● Action item: Please write the data out once more, exactly as it is given.

● Input data:
=====

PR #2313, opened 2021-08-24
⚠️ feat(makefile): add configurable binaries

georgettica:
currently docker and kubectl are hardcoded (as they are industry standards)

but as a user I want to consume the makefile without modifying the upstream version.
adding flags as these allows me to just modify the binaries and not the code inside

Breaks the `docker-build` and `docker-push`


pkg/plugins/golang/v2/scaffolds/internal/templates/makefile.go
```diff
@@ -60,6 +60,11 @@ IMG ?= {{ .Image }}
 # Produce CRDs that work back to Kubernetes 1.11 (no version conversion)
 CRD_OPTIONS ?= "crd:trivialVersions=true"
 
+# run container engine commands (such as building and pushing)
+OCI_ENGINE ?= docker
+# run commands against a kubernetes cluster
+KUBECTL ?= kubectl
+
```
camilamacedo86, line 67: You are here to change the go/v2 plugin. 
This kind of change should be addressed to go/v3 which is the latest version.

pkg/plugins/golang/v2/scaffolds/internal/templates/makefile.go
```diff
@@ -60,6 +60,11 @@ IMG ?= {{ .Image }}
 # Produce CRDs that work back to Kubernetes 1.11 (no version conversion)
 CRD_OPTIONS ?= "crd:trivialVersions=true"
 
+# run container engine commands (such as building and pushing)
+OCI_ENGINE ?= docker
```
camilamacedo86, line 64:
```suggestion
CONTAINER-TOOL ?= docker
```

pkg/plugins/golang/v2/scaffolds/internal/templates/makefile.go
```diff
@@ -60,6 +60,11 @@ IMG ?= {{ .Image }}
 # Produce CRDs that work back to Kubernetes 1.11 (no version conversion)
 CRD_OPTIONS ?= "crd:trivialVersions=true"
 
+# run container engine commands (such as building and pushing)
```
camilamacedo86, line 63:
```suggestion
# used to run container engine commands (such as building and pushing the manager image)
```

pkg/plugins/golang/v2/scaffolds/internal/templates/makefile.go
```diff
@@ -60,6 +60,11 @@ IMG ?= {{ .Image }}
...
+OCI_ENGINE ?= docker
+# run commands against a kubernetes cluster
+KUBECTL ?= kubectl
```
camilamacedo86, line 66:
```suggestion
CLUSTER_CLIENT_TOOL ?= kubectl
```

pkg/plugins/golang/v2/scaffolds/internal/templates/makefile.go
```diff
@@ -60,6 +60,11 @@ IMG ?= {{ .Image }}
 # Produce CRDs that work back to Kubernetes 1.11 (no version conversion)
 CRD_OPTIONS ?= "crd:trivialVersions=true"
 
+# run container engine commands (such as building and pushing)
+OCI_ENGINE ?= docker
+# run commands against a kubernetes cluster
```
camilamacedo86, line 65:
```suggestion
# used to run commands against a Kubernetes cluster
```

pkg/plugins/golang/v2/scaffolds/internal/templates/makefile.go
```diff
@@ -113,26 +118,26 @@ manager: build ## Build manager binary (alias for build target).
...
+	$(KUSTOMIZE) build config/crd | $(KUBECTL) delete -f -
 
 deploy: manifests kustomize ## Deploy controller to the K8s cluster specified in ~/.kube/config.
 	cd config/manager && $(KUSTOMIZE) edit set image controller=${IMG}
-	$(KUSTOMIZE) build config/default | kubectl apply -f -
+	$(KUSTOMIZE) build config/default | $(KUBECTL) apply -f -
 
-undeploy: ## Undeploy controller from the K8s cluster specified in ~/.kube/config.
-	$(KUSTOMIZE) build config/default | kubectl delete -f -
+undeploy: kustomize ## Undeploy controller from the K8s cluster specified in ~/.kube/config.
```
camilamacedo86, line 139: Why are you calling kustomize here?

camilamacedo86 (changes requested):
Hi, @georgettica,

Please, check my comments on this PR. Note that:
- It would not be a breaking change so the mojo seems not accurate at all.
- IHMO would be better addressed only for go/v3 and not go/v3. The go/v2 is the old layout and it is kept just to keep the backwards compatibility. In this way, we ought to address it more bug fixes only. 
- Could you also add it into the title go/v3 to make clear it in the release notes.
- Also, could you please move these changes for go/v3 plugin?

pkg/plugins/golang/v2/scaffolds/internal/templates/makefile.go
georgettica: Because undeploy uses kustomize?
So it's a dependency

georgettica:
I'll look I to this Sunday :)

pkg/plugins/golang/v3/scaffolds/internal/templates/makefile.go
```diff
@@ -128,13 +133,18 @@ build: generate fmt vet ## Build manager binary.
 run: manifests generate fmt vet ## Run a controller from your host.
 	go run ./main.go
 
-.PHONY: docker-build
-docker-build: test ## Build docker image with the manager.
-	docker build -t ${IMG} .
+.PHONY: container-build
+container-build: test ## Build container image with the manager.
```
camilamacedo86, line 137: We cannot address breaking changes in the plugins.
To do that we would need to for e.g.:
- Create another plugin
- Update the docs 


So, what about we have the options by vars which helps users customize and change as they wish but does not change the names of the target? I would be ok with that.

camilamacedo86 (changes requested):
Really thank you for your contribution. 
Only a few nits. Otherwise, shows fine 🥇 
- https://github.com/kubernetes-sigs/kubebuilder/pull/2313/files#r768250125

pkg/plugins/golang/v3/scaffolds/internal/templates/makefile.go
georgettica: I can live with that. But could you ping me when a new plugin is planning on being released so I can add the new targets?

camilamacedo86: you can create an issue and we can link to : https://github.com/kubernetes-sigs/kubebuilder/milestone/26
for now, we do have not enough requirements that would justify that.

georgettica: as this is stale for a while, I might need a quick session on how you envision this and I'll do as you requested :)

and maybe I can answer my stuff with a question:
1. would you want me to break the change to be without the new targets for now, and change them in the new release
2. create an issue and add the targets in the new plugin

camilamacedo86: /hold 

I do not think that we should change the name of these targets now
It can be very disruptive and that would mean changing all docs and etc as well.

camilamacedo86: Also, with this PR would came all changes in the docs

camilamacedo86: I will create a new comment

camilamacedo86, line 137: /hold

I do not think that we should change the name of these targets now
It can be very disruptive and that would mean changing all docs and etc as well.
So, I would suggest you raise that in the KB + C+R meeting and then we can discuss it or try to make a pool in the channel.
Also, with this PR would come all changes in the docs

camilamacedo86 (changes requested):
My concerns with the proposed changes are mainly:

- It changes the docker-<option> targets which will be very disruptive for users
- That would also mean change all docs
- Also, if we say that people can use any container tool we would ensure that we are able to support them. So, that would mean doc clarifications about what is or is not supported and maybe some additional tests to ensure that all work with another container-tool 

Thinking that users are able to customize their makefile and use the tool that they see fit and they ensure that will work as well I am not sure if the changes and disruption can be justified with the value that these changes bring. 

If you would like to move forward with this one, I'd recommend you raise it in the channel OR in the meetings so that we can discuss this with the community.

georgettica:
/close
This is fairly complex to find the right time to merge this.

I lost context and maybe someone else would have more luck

=====

● Exercise solution:
PR #2313, opened 2021-08-24
⚠️ feat(makefile): add configurable binaries

georgettica:
currently docker and kubectl are hardcoded (as they are industry standards)

but as a user I want to consume the makefile without modifying the upstream version.
adding flags as these allows me to just modify the binaries and not the code inside

Breaks the `docker-build` and `docker-push`


pkg/plugins/golang/v2/scaffolds/internal/templates/makefile.go
```diff
@@ -60,6 +60,11 @@ IMG ?= {{ .Image }}
 # Produce CRDs that work back to Kubernetes 1.11 (no version conversion)
 CRD_OPTIONS ?= "crd:trivialVersions=true"
 
+# run container engine commands (such as building and pushing)
+OCI_ENGINE ?= docker
+# run commands against a kubernetes cluster
+KUBECTL ?= kubectl
+
```
camilamacedo86, line 67: You are here to change the go/v2 plugin. 
This kind of change should be addressed to go/v3 which is the latest version.

pkg/plugins/golang/v2/scaffolds/internal/templates/makefile.go
```diff
@@ -60,6 +60,11 @@ IMG ?= {{ .Image }}
 # Produce CRDs that work back to Kubernetes 1.11 (no version conversion)
 CRD_OPTIONS ?= "crd:trivialVersions=true"
 
+# run container engine commands (such as building and pushing)
+OCI_ENGINE ?= docker
```
camilamacedo86, line 64:
```suggestion
CONTAINER-TOOL ?= docker
```

pkg/plugins/golang/v2/scaffolds/internal/templates/makefile.go
```diff
@@ -60,6 +60,11 @@ IMG ?= {{ .Image }}
 # Produce CRDs that work back to Kubernetes 1.11 (no version conversion)
 CRD_OPTIONS ?= "crd:trivialVersions=true"
 
+# run container engine commands (such as building and pushing)
```
camilamacedo86, line 63:
```suggestion
# used to run container engine commands (such as building and pushing the manager image)
```

pkg/plugins/golang/v2/scaffolds/internal/templates/makefile.go
```diff
@@ -60,6 +60,11 @@ IMG ?= {{ .Image }}
...
+OCI_ENGINE ?= docker
+# run commands against a kubernetes cluster
+KUBECTL ?= kubectl
```
camilamacedo86, line 66:
```suggestion
CLUSTER_CLIENT_TOOL ?= kubectl
```

pkg/plugins/golang/v2/scaffolds/internal/templates/makefile.go
```diff
@@ -60,6 +60,11 @@ IMG ?= {{ .Image }}
 # Produce CRDs that work back to Kubernetes 1.11 (no version conversion)
 CRD_OPTIONS ?= "crd:trivialVersions=true"
 
+# run container engine commands (such as building and pushing)
+OCI_ENGINE ?= docker
+# run commands against a kubernetes cluster
```
camilamacedo86, line 65:
```suggestion
# used to run commands against a Kubernetes cluster
```

pkg/plugins/golang/v2/scaffolds/internal/templates/makefile.go
```diff
@@ -113,26 +118,26 @@ manager: build ## Build manager binary (alias for build target).
...
+	$(KUSTOMIZE) build config/crd | $(KUBECTL) delete -f -
 
 deploy: manifests kustomize ## Deploy controller to the K8s cluster specified in ~/.kube/config.
 	cd config/manager && $(KUSTOMIZE) edit set image controller=${IMG}
-	$(KUSTOMIZE) build config/default | kubectl apply -f -
+	$(KUSTOMIZE) build config/default | $(KUBECTL) apply -f -
 
-undeploy: ## Undeploy controller from the K8s cluster specified in ~/.kube/config.
-	$(KUSTOMIZE) build config/default | kubectl delete -f -
+undeploy: kustomize ## Undeploy controller from the K8s cluster specified in ~/.kube/config.
```
camilamacedo86, line 139: Why are you calling kustomize here?

camilamacedo86 (changes requested):
Hi, @georgettica,

Please, check my comments on this PR. Note that:
- It would not be a breaking change so the mojo seems not accurate at all.
- IHMO would be better addressed only for go/v3 and not go/v3. The go/v2 is the old layout and it is kept just to keep the backwards compatibility. In this way, we ought to address it more bug fixes only. 
- Could you also add it into the title go/v3 to make clear it in the release notes.
- Also, could you please move these changes for go/v3 plugin?

pkg/plugins/golang/v2/scaffolds/internal/templates/makefile.go
georgettica: Because undeploy uses kustomize?
So it's a dependency

georgettica:
I'll look I to this Sunday :)

pkg/plugins/golang/v3/scaffolds/internal/templates/makefile.go
```diff
@@ -128,13 +133,18 @@ build: generate fmt vet ## Build manager binary.
 run: manifests generate fmt vet ## Run a controller from your host.
 	go run ./main.go
 
-.PHONY: docker-build
-docker-build: test ## Build docker image with the manager.
-	docker build -t ${IMG} .
+.PHONY: container-build
+container-build: test ## Build container image with the manager.
```
camilamacedo86, line 137: We cannot address breaking changes in the plugins.
To do that we would need to for e.g.:
- Create another plugin
- Update the docs 


So, what about we have the options by vars which helps users customize and change as they wish but does not change the names of the target? I would be ok with that.

camilamacedo86 (changes requested):
Really thank you for your contribution. 
Only a few nits. Otherwise, shows fine 🥇 
- https://github.com/kubernetes-sigs/kubebuilder/pull/2313/files#r768250125

pkg/plugins/golang/v3/scaffolds/internal/templates/makefile.go
georgettica: I can live with that. But could you ping me when a new plugin is planning on being released so I can add the new targets?

camilamacedo86: you can create an issue and we can link to : https://github.com/kubernetes-sigs/kubebuilder/milestone/26
for now, we do have not enough requirements that would justify that.

georgettica: as this is stale for a while, I might need a quick session on how you envision this and I'll do as you requested :)

and maybe I can answer my stuff with a question:
1. would you want me to break the change to be without the new targets for now, and change them in the new release
2. create an issue and add the targets in the new plugin

camilamacedo86: /hold 

I do not think that we should change the name of these targets now
It can be very disruptive and that would mean changing all docs and etc as well.

camilamacedo86: Also, with this PR would came all changes in the docs

camilamacedo86: I will create a new comment

camilamacedo86, line 137: /hold

I do not think that we should change the name of these targets now
It can be very disruptive and that would mean changing all docs and etc as well.
So, I would suggest you raise that in the KB + C+R meeting and then we can discuss it or try to make a pool in the channel.
Also, with this PR would come all changes in the docs

camilamacedo86 (changes requested):
My concerns with the proposed changes are mainly:

- It changes the docker-<option> targets which will be very disruptive for users
- That would also mean change all docs
- Also, if we say that people can use any container tool we would ensure that we are able to support them. So, that would mean doc clarifications about what is or is not supported and maybe some additional tests to ensure that all work with another container-tool 

Thinking that users are able to customize their makefile and use the tool that they see fit and they ensure that will work as well I am not sure if the changes and disruption can be justified with the value that these changes bring. 

If you would like to move forward with this one, I'd recommend you raise it in the channel OR in the meetings so that we can discuss this with the community.

georgettica:
/close
This is fairly complex to find the right time to merge this.

I lost context and maybe someone else would have more luck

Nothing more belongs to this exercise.